Chapter 2: Our First Night Together

"Dace?" Her voice was soft and low in the darkness, but also burdened with an unmistakable trembling. The door was open between our rooms though the beds were such that we could not see each other. She had wanted to leave it open so I didn't seem so very far away, and asked if that would be all right. It was fine with me.

"It's OK, Christine. I'm right here."

"But, I'm so scared... I can't sleep."

There was a long silence.

"Can you hold me a little like you did before?"

Does the sun come up in the morning?

The image, of course, was very rich in potential, and in more ways than one. She had had no appropriate nightclothes and ended up wearing the top to my new linen pajamas, wrapping her much smaller form in the tent-like expanse of the soft linen, being incredibly feminine and delectable in the process without even trying. The top reached down to her knees almost and she seemed at once both modestly clothed and most deliciously indisposed. I wondered whether I dare trust myself. Even for the dedicated and iron-willed there is a practical limit. Yet, when duty calls....

"OK, I'm coming over to you." When I stepped through the doorway she was sitting up on the bed in my pajama top with her fists under her chin and hugging herself, trembling. The sheet and blanket were gathered around up to her waist and she was modest and presentable, though with her long hair and big brown eyes in the soft light she simply could not be other than heart-stopping. I sat down carefully on the side of the bed and she didn't move a muscle but just looked up at me.

"Is anything wrong, Christine?"

"It's just that everything is so scary and... and when you held me this afternoon it made things warm and safe." Her voice was so piteously child-like and trusting. "Just for a little while, please?" as if she were somehow imposing a great and exhausting labor upon me.

I'm sure she had not given a single thought to the mechanics of how to do that, nor to what other dangers it might lead in the process. She was simply frightened and was asking the only person available to help in the only way she knew. OK, keep a clear head here. Her child-like supplication was sweet and trusting, and innocent of machinations of any kind. In other words, she was irresistible.

"All right, let's get comfortable and I'll try to help you relax and rest some." If that was a good start, my very first move was a mistake. In trying to arrange the covers to put them between us so she could lay down she must have felt I was pulling them off her legs and she panicked and clutched them to her. Quickly I turned away to reach across to the chair for the second blanket, trying to ignore her reaction.
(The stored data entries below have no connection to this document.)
PR #2626, opened 2020-10-28
clang -Wnon-virtual-dtor compatibility

rwgk:
## Description

Adding missing virtual destructors to silence `clang -Wnon-virtual-dtor` warnings.

Tested with clang version 9.0.1-12 under an Ubuntu-like OS.
Originally discovered in the Google-internal environment.

## Suggested changelog entry:

```rst
`clang -Wnon-virtual-dtor` compatibility.
```

### DIFF
--- a/tests/test_callbacks.cpp
+++ b/tests/test_callbacks.cpp
@@ -117,7 +117,11 @@ TEST_SUBMODULE(callbacks, m) {
         }
     });
 
-    class AbstractBase { public: virtual unsigned int func() = 0; };
+    class AbstractBase {
+    public:
+        virtual ~AbstractBase() = default;
+        virtual unsigned int func() = 0;
+    };
     m.def("func_accepting_func_accepting_base", [](std::function<double(AbstractBase&)>) { });
 
     struct MovableObject {
--- a/tests/test_exceptions.cpp
+++ b/tests/test_exceptions.cpp
@@ -32,6 +32,13 @@ class MyException3 {
 public:
     explicit MyException3(const char * m) : message{m} {}
     virtual const char * what() const noexcept {return message.c_str();}
+    // Rule of 5 BEGIN: to preempt compiler warnings.
+    MyException3(const MyException3&) = default;
+    MyException3(MyException3&&) = default;
+    MyException3& operator=(const MyException3&) = default;
+    MyException3& operator=(MyException3&&) = default;
+    virtual ~MyException3() = default;
+    // Rule of 5 END.
 private:
     std::string message = "";
 };
--- a/tests/CMakeLists.txt
+++ b/tests/CMakeLists.txt
@@ -243,8 +243,15 @@ function(pybind11_enable_warnings target_name)
   if(MSVC)
     target_compile_options(${target_name} PRIVATE /W4)
   elseif(CMAKE_CXX_COMPILER_ID MATCHES "(GNU|Intel|Clang)" AND NOT PYBIND11_CUDA_TESTS)
-    target_compile_options(${target_name} PRIVATE -Wall -Wextra -Wconversion -Wcast-qual
-                                                  -Wdeprecated -Wundef)
+    target_compile_options(
+      ${target_name}
+      PRIVATE -Wall
+              -Wextra
+              -Wconversion
+              -Wcast-qual
+              -Wdeprecated
+              -Wundef
+              -Wnon-virtual-dtor)
   endif()
 
   if(PYBIND11_WERROR)


rwgk:
@henryiii Is there a good way to add CI testing with `-Wnon-virtual-dtor`?

henryiii:
See #2617 for an example (or an all-at-once attempt).

Looks like you need to follow the rule of 5 if you add the virtual destructor.

rwgk:
> See #2617 for an example (or an all-at-once attempt).
> 
> Looks like you need to follow the rule of 5 if you add the virtual destructor.

Thanks Henry! I don't have a way to reproduce the failures interactively. I just force-pushed adding the copy constructors only. Let's see ...

rwgk:
Just adding the copy constructors seems to do the trick, the CI is green :-)
But I will mark this PR as Draft for the minute, I will try to add in the `-Wnon-virtual-dtor` option for at least one build tomorrow.

tests/test_callbacks.cpp
```diff
@@ -117,7 +117,12 @@ TEST_SUBMODULE(callbacks, m) {
         }
     });
 
-    class AbstractBase { public: virtual unsigned int func() = 0; };
+    class AbstractBase {
+    public:
+        AbstractBase(const AbstractBase&) = default;
```
YannickJadoul, line 122: Wait, you can't construct and abstract base class. Can you copy-construct it? And why would you need to?

YannickJadoul (approved):
Apart from figuring out why a copy constructor is needed for `AbstractBase` (`MyException` is fine; that's not an abstract base class), and checking why the just the copy-constructor and not the others, this looks good to me :-)

tests/test_callbacks.cpp
bstaletic: Slice a non-abstract "leaf" class and you get an instance of an abstract base class. You just can't construct it directly, but copying definitely works.

However, I also wonder why would a copy constructor be needed.

bstaletic (commented):
I would have moaned about actually following the rule of 5, but this is only a test class, so I guess it's fine

tests/test_callbacks.cpp
henryiii: What about `AbstractBase(const AbstractBase&) = delete;`?

rwgk:
> However, I also wonder why would a copy constructor be needed.

Good catch, thanks guys, I will try again without now. Possibly I got confused between the two cases, maybe there was an error only for the other one.

rwgk:
> > However, I also wonder why would a copy constructor be needed.
> 
> Good catch, thanks guys, I will try again without now. Possibly I got confused between the two cases, maybe there was an error only for the other one.

Indeed, the copy constructor isn't needed for the abstract class: CI is green without.

I'm testing another change, fully implementing the "Rule of 5" for `MyException3`, with surrounding `BEGIN` & `END` comments to explain that this is just to preempt compiler warnings.

tests/test_exceptions.cpp
```diff
@@ -32,6 +32,13 @@ class MyException3 {
 public:
     explicit MyException3(const char * m) : message{m} {}
     virtual const char * what() const noexcept {return message.c_str();}
+    // Rule of 5 BEGIN: to preempt compiler warnings.
+    MyException3(const MyException3&) = default;
+    MyException3(MyException3&& other) = delete;
+    virtual MyException3& operator=(const MyException3& other) = delete;
```
YannickJadoul, line 38: Should this be virtual?

YannickJadoul: https://isocpp.github.io/CppCoreGuidelines/CppCoreGuidelines#Rc-copy-assignment says "no"

YannickJadoul: Also, why delete copy-assignment, while you can copy-construct?

But as @bstaletic says, it's just tests. So I'm fine with just adding the copy-ctr to make the compiler happy, and forget about everything else. (Same with the comments; this is just good practice, so the comments feel a bit like overkill, personally.)

YannickJadoul:
Sorry, @rwgk. This very quickly slided into bikeshedding something that doesn't matter. Already approved, though, so as you see fit :-)

tests/test_exceptions.cpp
rwgk: > Should this be virtual?

In the face of ambiguity ... dunno! :-)
I'm using trial-and-error here to see what works across our ~60 CI actions.
Currently I'm experimenting with `default` vs `delete`, aiming to minimize `default`.
Recommendations appreciated, I'll try them out.

rwgk: > https://isocpp.github.io/CppCoreGuidelines/CppCoreGuidelines#Rc-copy-assignment says "no"

Thanks!
For completeness:
https://isocpp.github.io/CppCoreGuidelines/CppCoreGuidelines#c63-make-move-assignment-non-virtual-take-the-parameter-by--and-return-by-non-const-

YannickJadoul:
Also fine. So they need to be movable?

rwgk:
> Also fine. So they need to be movable?

Yes, at least for this run: https://github.com/pybind/pybind11/runs/1321231557

```
/Users/runner/work/pybind11/pybind11/tests/test_exceptions.cpp:140:35: error: call to deleted constructor of 'MyException3'
    m.def("throws3", []() { throw MyException3("this error cannot be translated"); });
                                  ^~~~~~~~~~~~~~~~~~~~~~~~~~~~~~~~~~~~~~~~~~~~~~~
/Users/runner/work/pybind11/pybind11/tests/test_exceptions.cpp:37:5: note: 'MyException3' has been explicitly marked deleted here
    MyException3(MyException3&& other) = delete;
    ^
1 error generated.
```

YannickJadoul:
> Yes, at least for this run: https://github.com/pybind/pybind11/runs/1321231557

OK, nice to know! :-)

YannickJadoul:
MSVC is not a fan of move-only exceptions :-( https://quuxplusone.github.io/blog/2019/05/11/msvc-what-are-you-doing/
Better make them all `= default` and get this over with?

rwgk:
> MSVC is not a fan of move-only exceptions :-( https://quuxplusone.github.io/blog/2019/05/11/msvc-what-are-you-doing/
> Better make them all `= default` and get this over with?

Thanks for the link, awesome! I just made them all `default`. Re-testing.

Next up: inserting `-Wnon-virtual-dtor` in `tests/CMakeLists.txt` somehow.

YannickJadoul:
Something went wrong during these runs. I'm cancelling and restarting.

YannickJadoul:
(for the record: it seems to have been some kind of upstream fluke with setting up CMake, btw; nothing to be worried about in the context of this PR, I think ;-) )

rwgk:
One Windows failure:
https://github.com/pybind/pybind11/pull/2626/checks?check_run_id=1321724701
I'm assuming that's a fluke, too.

henryiii:
It's a known fluke. Would love to solve it, have tried before. But for now, ignore it.

rwgk:
@henryiii A little bit to my surprise, adding the option for all GNU|Intel|Clang works!

bstaletic (approved):

henryiii (approved):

I had no intention of embarrassing her at all. I arranged the second blanket so she could lay with her back up against my side with her head on my shoulder. All prepared, I lay down on the edge of her bed and patted her place next to me in invitation. Now her fears of one danger were replaced and overridden by her anxiety in the face of one much closer at hand, I'm sure. She was frozen in place, one hand over her mouth, her eyes boring into me with alarm, her other hand still clutching the covers at her waist.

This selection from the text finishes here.